A Marketing Plan
A marketing plan is written to describe the position of the market of a firm, and the strategies the firm undertakes to market its products for the time that plan covers. The aim of developing a marketing plan is to show various steps that the management should take to achieve the marketing objectives of the firm (Johnson 12). My company has developed a hands free weeding tool for the garden. Since the product is new, many people are not aware of it. Therefore, I decided to come up with a marketing plan that will help the company meet its marketing objectives.
Market Growth Potential and Competitive Analysis
The hands free weeding tool has low demand in the market because many people are not aware of its existence. However, its market growth potential is high because of the fair price it is selling. The fair price will make it attractive to its users. Despite the small number of customers, the product will reveal its usefulness to the users in the future, with its fair price and the ease to use. The company expects high profits from the rise in demand of the product. We aim to be among the best suppliers of weeding tools in the region (Choffray, Jean and Gary 23). According to Fisher et al., competitive analysis is a critical part of the marketing plan. Therefore, we have developed a product that is worth competing with the other gardening tools from other companies. The product has unique features such as fuel free usage that makes it cheap to use.
We have approached our customers to help us to locate places where gardening takes place. The product has several uses depending on what is grown in a specific region. For example, it can be used for weeding, pruning as well as watering plants.

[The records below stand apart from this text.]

PR #3557, opened 2024-04-05
Close peer connections

ThetaSinner:
### Summary

Partially addresses: #3481, unclear at this point whether we should take this further or let this change bed in first.

Closes peer connections when:
- Likely permanent communication issues happen, i.e. decoding messages sent by the peer.
- The peer moves to a new peer URL meaning that the old connection is no longer valid.

I think the second case will help long-running conductor reduce the number of open connections they hold.

There is one more place that I'm not sure about adding this change and that's when we get gossip errors. Specifically, if we time out while initiating a gossip round with a peer. It's not clear that those errors will be permanent though, the peer may be temporarily busy rather than offline. I'm happy to try and tackle that too if we think it is a useful time to close connections but I'd prefer to do that on a separate PR because its quite different code and using different identifiers for peers etc so I think it'd be easier to review on its own.

### TODO:

### DIFF
--- a/crates/kitsune_p2p/kitsune_p2p/src/spawn/actor.rs
+++ b/crates/kitsune_p2p/kitsune_p2p/src/spawn/actor.rs
@@ -515,7 +515,7 @@ impl KitsuneP2pEventHandler for KitsuneP2pActor {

Target Market and Positioning
We target the gardeners and farmers in the region,
and we plan to extend the market to other regions in other countries through
advertising and promotions, to attract many customers. We have engaged in
market positioning to ensure effective communicate to customers, and getting
their feedback, which compels us to act. We engage in door-to-door marketing where
we interact with customers, and we have developed several brands of the product
to suit customers’ preferences.
Choffray, Jean-Marie, and Gary L. Lilien. Market Planning for New Industrial Products. New York: J. Wiley, 2008. Print.
Fisher, Patricia H, Marseille M. Pride, and Ellen G. Miller. Blueprint for Your Library Marketing Plan: A Guide to Help You Survive and Thrive. Chicago, Ill: American Library Association, 2006. Print.
Johnson, Winslow. Powerhouse Marketing Plans: 14 Outstanding Real-Life Plans and What You Can Learn from Them to Supercharge Your Own Campaigns. New York: AMACOM, 2004. Web.